*** Opening of Stored data ***
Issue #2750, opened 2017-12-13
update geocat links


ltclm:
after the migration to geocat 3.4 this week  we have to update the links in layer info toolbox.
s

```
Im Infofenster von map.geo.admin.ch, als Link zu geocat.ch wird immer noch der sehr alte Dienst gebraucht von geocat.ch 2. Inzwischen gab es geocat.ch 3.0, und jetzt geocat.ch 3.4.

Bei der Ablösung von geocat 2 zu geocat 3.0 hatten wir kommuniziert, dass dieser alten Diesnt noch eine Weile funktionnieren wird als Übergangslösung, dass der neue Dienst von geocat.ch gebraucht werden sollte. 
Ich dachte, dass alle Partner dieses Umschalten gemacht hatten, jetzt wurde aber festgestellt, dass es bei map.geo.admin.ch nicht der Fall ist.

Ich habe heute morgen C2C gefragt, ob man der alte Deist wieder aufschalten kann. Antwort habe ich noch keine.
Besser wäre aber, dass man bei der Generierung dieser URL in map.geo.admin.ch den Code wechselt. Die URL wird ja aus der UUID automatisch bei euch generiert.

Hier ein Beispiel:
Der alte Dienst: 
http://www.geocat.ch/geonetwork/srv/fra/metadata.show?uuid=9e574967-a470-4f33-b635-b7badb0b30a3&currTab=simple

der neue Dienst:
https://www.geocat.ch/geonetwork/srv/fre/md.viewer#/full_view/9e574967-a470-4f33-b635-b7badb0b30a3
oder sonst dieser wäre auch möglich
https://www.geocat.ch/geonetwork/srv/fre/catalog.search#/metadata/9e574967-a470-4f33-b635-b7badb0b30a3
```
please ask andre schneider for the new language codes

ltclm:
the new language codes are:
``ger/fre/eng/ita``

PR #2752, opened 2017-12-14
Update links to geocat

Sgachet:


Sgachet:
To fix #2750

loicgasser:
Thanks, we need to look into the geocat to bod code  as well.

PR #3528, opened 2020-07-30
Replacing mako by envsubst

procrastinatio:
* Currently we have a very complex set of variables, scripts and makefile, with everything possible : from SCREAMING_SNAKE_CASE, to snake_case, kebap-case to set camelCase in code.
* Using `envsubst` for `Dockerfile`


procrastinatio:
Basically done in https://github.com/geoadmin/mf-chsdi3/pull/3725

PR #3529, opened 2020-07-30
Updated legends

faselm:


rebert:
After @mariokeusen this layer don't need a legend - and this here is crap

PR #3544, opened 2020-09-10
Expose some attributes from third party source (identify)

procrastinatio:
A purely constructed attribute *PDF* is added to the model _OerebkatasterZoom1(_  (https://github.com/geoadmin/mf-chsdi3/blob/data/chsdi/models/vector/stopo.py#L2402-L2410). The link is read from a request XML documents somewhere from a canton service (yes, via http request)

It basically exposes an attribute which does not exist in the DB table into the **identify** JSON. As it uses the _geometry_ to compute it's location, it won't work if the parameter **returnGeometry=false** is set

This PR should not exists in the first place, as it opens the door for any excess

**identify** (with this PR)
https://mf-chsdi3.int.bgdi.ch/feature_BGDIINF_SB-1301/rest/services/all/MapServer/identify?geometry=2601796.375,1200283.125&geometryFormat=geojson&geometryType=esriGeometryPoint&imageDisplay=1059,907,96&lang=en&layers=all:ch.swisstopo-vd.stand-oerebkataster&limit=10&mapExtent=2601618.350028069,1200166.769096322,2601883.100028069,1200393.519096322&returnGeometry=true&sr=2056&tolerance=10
*** Close of Stored data ***
*** Opening of Stored data ***
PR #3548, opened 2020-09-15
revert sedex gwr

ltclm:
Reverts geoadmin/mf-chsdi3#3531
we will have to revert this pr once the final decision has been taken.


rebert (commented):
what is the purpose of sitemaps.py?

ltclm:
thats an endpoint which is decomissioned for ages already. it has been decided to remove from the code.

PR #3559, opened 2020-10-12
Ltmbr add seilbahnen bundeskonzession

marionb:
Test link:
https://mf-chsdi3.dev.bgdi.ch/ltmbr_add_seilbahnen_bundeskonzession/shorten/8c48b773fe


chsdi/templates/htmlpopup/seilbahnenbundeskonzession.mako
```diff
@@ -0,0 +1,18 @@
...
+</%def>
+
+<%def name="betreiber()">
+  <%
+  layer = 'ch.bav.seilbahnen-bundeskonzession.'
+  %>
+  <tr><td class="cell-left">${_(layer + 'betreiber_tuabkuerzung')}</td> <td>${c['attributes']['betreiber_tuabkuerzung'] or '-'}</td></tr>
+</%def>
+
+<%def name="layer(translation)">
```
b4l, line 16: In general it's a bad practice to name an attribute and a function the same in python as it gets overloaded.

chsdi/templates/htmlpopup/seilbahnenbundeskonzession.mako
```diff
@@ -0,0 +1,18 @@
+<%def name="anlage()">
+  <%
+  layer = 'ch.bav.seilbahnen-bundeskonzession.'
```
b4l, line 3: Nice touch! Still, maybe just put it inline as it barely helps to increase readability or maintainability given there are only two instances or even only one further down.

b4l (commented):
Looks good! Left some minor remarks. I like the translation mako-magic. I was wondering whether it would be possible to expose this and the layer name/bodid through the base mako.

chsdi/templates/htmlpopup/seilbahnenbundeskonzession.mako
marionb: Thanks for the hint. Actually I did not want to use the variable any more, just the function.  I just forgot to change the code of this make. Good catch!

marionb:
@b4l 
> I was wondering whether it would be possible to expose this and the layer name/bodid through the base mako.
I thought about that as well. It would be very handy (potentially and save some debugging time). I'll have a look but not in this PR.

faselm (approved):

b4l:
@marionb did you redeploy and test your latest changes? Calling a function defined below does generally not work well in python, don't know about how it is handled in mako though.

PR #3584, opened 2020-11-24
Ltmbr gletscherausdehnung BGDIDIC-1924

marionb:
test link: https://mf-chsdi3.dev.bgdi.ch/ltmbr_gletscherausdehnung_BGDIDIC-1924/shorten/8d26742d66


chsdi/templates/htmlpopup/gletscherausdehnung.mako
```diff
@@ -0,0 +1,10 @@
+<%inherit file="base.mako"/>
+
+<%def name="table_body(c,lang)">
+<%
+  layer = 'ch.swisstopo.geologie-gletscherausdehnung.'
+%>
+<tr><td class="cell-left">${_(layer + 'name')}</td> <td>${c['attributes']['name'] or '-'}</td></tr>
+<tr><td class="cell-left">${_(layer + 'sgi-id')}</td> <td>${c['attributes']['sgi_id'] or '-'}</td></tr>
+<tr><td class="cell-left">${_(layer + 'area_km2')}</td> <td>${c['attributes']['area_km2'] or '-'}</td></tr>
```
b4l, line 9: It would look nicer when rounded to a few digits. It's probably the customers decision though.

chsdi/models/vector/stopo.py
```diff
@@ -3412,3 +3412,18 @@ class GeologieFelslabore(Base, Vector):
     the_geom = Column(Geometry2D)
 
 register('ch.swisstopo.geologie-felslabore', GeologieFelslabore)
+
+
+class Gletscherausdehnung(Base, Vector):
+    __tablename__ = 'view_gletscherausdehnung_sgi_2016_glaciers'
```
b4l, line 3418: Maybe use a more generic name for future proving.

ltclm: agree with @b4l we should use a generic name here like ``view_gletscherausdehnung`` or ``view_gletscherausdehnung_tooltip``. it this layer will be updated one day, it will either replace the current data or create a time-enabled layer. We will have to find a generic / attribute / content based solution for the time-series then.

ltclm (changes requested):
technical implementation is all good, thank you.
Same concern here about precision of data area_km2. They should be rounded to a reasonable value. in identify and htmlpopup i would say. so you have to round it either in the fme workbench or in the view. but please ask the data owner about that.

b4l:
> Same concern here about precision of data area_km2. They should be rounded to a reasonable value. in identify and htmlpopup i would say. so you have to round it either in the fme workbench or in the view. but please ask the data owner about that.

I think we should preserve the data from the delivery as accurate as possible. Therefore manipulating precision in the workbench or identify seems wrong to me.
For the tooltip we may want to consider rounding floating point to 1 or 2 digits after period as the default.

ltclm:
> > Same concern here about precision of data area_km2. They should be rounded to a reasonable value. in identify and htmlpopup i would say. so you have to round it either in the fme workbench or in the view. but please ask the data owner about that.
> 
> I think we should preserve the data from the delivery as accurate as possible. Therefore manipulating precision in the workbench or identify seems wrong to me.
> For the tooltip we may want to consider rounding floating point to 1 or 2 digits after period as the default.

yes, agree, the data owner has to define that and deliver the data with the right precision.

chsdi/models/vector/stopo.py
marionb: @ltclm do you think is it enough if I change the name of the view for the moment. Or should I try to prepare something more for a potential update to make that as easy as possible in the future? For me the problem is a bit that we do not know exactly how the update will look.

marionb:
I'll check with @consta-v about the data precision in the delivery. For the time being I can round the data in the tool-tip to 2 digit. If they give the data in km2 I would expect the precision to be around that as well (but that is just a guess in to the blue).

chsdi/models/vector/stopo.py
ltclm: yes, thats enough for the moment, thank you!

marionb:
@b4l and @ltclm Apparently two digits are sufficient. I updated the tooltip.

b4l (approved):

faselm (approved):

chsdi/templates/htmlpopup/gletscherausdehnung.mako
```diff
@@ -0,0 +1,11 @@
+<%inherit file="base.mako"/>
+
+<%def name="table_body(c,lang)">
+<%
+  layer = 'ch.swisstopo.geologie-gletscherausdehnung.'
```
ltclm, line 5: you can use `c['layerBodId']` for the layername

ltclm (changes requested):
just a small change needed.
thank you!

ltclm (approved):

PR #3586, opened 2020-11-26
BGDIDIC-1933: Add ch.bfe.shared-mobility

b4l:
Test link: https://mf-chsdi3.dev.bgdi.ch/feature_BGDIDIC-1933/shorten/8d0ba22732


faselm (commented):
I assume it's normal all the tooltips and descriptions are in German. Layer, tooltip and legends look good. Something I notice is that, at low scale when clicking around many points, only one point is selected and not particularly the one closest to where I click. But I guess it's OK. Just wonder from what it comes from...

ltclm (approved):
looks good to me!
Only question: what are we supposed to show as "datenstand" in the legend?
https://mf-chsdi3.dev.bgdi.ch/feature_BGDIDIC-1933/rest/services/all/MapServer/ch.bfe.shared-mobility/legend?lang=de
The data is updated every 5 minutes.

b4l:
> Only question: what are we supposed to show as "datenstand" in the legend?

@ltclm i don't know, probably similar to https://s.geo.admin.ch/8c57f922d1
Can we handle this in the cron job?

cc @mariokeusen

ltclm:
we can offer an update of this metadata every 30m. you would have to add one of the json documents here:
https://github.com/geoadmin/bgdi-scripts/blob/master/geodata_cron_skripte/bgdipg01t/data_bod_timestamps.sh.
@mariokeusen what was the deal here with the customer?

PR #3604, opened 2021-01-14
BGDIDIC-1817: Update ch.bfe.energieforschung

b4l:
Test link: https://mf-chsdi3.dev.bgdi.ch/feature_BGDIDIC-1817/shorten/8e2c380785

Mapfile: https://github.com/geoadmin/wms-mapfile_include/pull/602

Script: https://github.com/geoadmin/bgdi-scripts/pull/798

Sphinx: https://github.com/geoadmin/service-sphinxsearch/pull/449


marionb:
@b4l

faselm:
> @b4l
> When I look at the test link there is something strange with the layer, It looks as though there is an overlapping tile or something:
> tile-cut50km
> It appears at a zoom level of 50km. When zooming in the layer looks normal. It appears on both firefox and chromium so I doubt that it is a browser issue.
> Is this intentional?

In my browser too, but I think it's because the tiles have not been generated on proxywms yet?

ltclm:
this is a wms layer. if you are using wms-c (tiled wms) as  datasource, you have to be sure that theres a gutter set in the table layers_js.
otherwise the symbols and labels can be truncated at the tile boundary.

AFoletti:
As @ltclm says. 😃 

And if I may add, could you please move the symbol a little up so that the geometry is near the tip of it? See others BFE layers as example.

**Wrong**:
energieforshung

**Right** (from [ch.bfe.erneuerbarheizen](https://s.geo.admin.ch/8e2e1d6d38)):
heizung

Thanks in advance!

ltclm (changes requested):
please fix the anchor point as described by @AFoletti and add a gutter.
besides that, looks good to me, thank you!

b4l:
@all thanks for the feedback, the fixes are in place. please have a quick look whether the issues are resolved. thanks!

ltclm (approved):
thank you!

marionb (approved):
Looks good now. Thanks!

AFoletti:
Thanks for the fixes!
*** Close of Stored data ***
* Try it:
What you return should be exactly the lines above, starting at the one with "Issue #2750, opened 2017-12-13" and ending at the one with "After @mariokeusen this", and nothing else.

* Written response:
Issue #2750, opened 2017-12-13
update geocat links


ltclm:
after the migration to geocat 3.4 this week  we have to update the links in layer info toolbox.
s

```
Im Infofenster von map.geo.admin.ch, als Link zu geocat.ch wird immer noch der sehr alte Dienst gebraucht von geocat.ch 2. Inzwischen gab es geocat.ch 3.0, und jetzt geocat.ch 3.4.

Bei der Ablösung von geocat 2 zu geocat 3.0 hatten wir kommuniziert, dass dieser alten Diesnt noch eine Weile funktionnieren wird als Übergangslösung, dass der neue Dienst von geocat.ch gebraucht werden sollte. 
Ich dachte, dass alle Partner dieses Umschalten gemacht hatten, jetzt wurde aber festgestellt, dass es bei map.geo.admin.ch nicht der Fall ist.

Ich habe heute morgen C2C gefragt, ob man der alte Deist wieder aufschalten kann. Antwort habe ich noch keine.
Besser wäre aber, dass man bei der Generierung dieser URL in map.geo.admin.ch den Code wechselt. Die URL wird ja aus der UUID automatisch bei euch generiert.

Hier ein Beispiel:
Der alte Dienst: 
http://www.geocat.ch/geonetwork/srv/fra/metadata.show?uuid=9e574967-a470-4f33-b635-b7badb0b30a3&currTab=simple

der neue Dienst:
https://www.geocat.ch/geonetwork/srv/fre/md.viewer#/full_view/9e574967-a470-4f33-b635-b7badb0b30a3
oder sonst dieser wäre auch möglich
https://www.geocat.ch/geonetwork/srv/fre/catalog.search#/metadata/9e574967-a470-4f33-b635-b7badb0b30a3
```
please ask andre schneider for the new language codes

ltclm:
the new language codes are:
``ger/fre/eng/ita``

PR #2752, opened 2017-12-14
Update links to geocat

Sgachet:


Sgachet:
To fix #2750

loicgasser:
Thanks, we need to look into the geocat to bod code  as well.

PR #3528, opened 2020-07-30
Replacing mako by envsubst

procrastinatio:
* Currently we have a very complex set of variables, scripts and makefile, with everything possible : from SCREAMING_SNAKE_CASE, to snake_case, kebap-case to set camelCase in code.
* Using `envsubst` for `Dockerfile`


procrastinatio:
Basically done in https://github.com/geoadmin/mf-chsdi3/pull/3725

PR #3529, opened 2020-07-30
Updated legends

faselm:


rebert:
After @mariokeusen this layer don't need a legend - and this here is crap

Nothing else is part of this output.